The following three main tasks are required ① Program GCF migration ② Scheduled execution settings ③ Log storage So, this time up to "Program GCF migration"
Among the many Google Cloud services, other than Cloud Functions this time ・ Launch a PC in a cloud environment with Compute Engine ・ Use Cloud Run to put everything in the container and execute it. It was investigated The reason for adopting Cloud Functions is Compute Engine costs money to launch an instance all the time to run it once every 5 minutes, Is Cloud Run enough to make a container? I thought that it was different because I understood that the purpose of Cloud Run is to temporarily run a more complete application in the first place. If you misunderstand, tell me an erotic person
There are so many articles that it rots, so google!
This site was helpful to me. ** Many thanks ** First, start Cloud Shell from the leftmost button in the button group at the top right of the screen. Execute the following command when it can be started.
#Clone from God Git who puts together useful tools such as webdriver
git clone https://github.com/ryfeus/gcf-packs.git
#Move
cd gcf-packs/selenium_chrome/source
#Defrost
unzip headless-chromium.zip
#Deploy for the time being(A program that randomly accesses the Wiki and fetches the page title)

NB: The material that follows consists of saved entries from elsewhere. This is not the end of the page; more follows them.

PR #4149, opened 2025-12-16
Add support fo oLight Spheres

met67:
This device file adds support for oLight Sphere (https://www.olight.com/store/sphere-ambient-light-with-app-control). It's a BLE Mesh device that needs a BLE gateway and doesn't support Tuya Cloud method for obtaining the private keys (see this: https://community.home-assistant.io/t/integrating-olight-spheres-in-ha/907929/2).

### DIFF
--- a/custom_components/tuya_local/devices/olight_sphere_light.yaml
+++ b/custom_components/tuya_local/devices/olight_sphere_light.yaml
@@ -1,4 +1,4 @@
-name: oLight Sphere
+name: Ambient light
 products:
   - id: d0dpga0h
     manufacturer: oLight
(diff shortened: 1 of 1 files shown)


custom_components/tuya_local/devices/olight_sphere.yaml
```diff
@@ -0,0 +1,168 @@
...
+    category: config
+    hidden: unavailable
+    dps:
+      - id: 7
+        type: integer
+        optional: true
+        name: second
+        range:
+          min: 0
+          max: 43200
```
make-all: Time entity can only be used if the timer is 24h, since the input cannot be limited.

custom_components/tuya_local/devices/olight_sphere.yaml
```diff
@@ -0,0 +1,168 @@
...
+    dps:
+      - id: 103
+        type: integer
+        name: sensor
+        unit: "%"
+  - entity: switch
+    dps:
+      - id: 104
+        type: boolean
+        name: sleep
```
make-all: name of the dp must be switch. This name belongs at entity level (and there is a translation_key for sleep, so that should be used instead of name).

met67:
I modified timer and sleep as suggested (for sleep I took example from another device, actually it's an optional DP that isn't always returned but is definitely supported)

custom_components/tuya_local/devices/olight_sphere.yaml
met67: Ok, I changed timer to 24h...

custom_components/tuya_local/devices/olight_sphere.yaml
```diff
@@ -178,3 +179,4 @@ entities:
           - dps_val: null
             value: false
           - value: true
+
```
make-all: Did you make the change via GitHub web UI? It seems to add an extra newline every time you open it - if you use the web UI to fix the highlighted issue, you will probably find you need to remove 2 lines, because it will add another one next time you open it.

met67: Ach, sorry! Yes, I use the web UI for simplicity, I'll pay attention to it...

custom_components/tuya_local/devices/olight_sphere.yaml
```diff
@@ -0,0 +1,181 @@
...
+    dps:
+      - id: 103
+        type: integer
+        name: sensor
+        unit: "%"
+        force: true
+  - entity: switch
+    translation_key: sleep
+    category: config
+    hidden: unavailable
```
make-all: `hidden: unavailable` is for handling multiple variations of a device some which have and some which do not have this entity. If as you say, the device sometimes does not report the state of this dp, but it definitely has it, you should leave out the availability logic, and just let it report "Unknown" when it has not been reported by the device.

custom_components/tuya_local/devices/olight_sphere_light.yaml
```diff
@@ -0,0 +1,181 @@
...
+            value: false
+          - value: true
+  - entity: sensor
+    class: battery
+    dps:
+      - id: 103
+        type: integer
+        name: sensor
+        unit: "%"
+        force: true
```
make-all, line 156: If you need to force this dp to be reported, then it must be optional also.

gcloud functions deploy handler --runtime python37 --trigger-http --region asia-northeast1 --memory 512MB
Click here for deployment options On the way
Allow unauthenticated invocations of new function [handler]? (y/N)?
Is displayed, enter "y". If you know the trigger http, that is, the URL issued after deployment, even a stranger can execute it, but especially because there is no benefit (in the case of my program) to that person when executed by another person. There should be no problem (though if the person maliciously executes it 100 million times, the usage fee will be great and I will die).

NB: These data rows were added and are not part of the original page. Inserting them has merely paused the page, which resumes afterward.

PR #4169, opened 2025-12-19
Create advwin_humidifier.yaml

baronorder:
Added new device config for Advwin 13L Humidifier

### DIFF
--- a/custom_components/tuya_local/devices/advwin_humidifier.yaml
+++ b/custom_components/tuya_local/devices/advwin_humidifier.yaml
@@ -15,9 +15,9 @@ entities:
         type: string
         mapping:
           - dps_val: AUTO
-            value: Auto
+            value: auto
           - dps_val: MANUAL
-            value: Normal
+            value: normal
       - id: 13
         name: humidity
         type: integer
@@ -53,32 +53,17 @@ entities:
         name: switch
         type: boolean
         optional: true
-  - entity: select
+  - entity: fan
     name: Spray level
-    icon: mdi:heat-wave
+    icon: mdi:spray
     category: config
     dps:
       - id: 23
-        name: option
+        name: speed
         type: integer
         range:
           min: 0
           max: 6
-        mapping:
-          - dps_val: 0
-            value: Off
-          - dps_val: 1
-            value: "1"
-          - dps_val: 2
-            value: "2"
-          - dps_val: 3
-            value: "3"
-          - dps_val: 4
-            value: "4"
-          - dps_val: 5
-            value: "5"
-          - dps_val: 6
-            value: "6"
   - entity: sensor
     class: temperature
     dps:


custom_components/tuya_local/devices/advwin_humidifier.yaml
```diff
@@ -0,0 +1,135 @@
...
+    dps:
+      - id: 1
+        name: switch
+        type: boolean
+      - id: 24
+        name: mode
+        type: string
+        mapping:
+          - dps_val: AUTO
+            value: Automatic
```
make-all: Predefined modes "auto" and "normal" would be better for these mappings, to make use of HA translations.

custom_components/tuya_local/devices/advwin_humidifier.yaml
```diff
@@ -0,0 +1,135 @@
...
+            value: Manual
+      - id: 13
+        name: humidity
+        type: integer
+        optional: true
+        range:
+          min: 30
+          max: 95
+        mapping:
+          - step: 1
```
make-all: step: 1 is unnecessary, remove the mapping.

custom_components/tuya_local/devices/advwin_humidifier.yaml
```diff
@@ -0,0 +1,135 @@
...
+    category: diagnostic
+    dps:
+      - id: 22
+        type: bitfield
+        optional: true
+        name: sensor
+        mapping:
+          - dps_val: 2
+            value: true     # Tank is empty
+          - dps_val: 0
```
make-all, line 125: All these false cases can be combined with a default that also catches any other unexpected values.
```
   - value: false
```

A general `class: problem` binary sensor would also be useful here to signal when there is a fault (other status) and retain the raw fault code.
```
  - entity: binary_sensor
    class: problem
    category: diagnostic
    dps:
      - id: 22
        type: bitfield
        optional: true
        name: sensor
        mapping:
          - dps_val: 0
            value: false
          - dps_val: null
            value: false
          - dps_val: 2
            value: false
          - value: true
       - id: 22
         type: bitfield
         optional: true
         name: fault_code
```

custom_components/tuya_local/devices/advwin_humidifier.yaml
baronorder: Fixed in new commit

custom_components/tuya_local/devices/advwin_humidifier.yaml
baronorder: Fixed in new commit

custom_components/tuya_local/devices/advwin_humidifier.yaml
baronorder: Fixed in new commit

Then, it will be displayed on the screen with the name handler like this. Go back to Cloud Shell
Deploying function (may take a while - up to 2 minutes)...done.
availableMemoryMb: 256
entryPoint: handler
httpsTrigger:
url: https://asia-northeast1-************.cloudfunctions.net/handler
ingressSettings: ALLOW_ALL
labels:
Copy the https ~ part of
curl https://asia-northeast1-************.cloudfunctions.net/handler
Will bring back the title of some WIki page. Also, except for the console, you can do the same by clicking "handler" on the screen, clicking "Test" at the transition destination, and "Testing the function". The original code is "main.py" in the same directory. Also, if you're using a tool other than chromedriver or headless-chromium, you'll have to bring it yourself (the one that can be managed by importing in python should be okay).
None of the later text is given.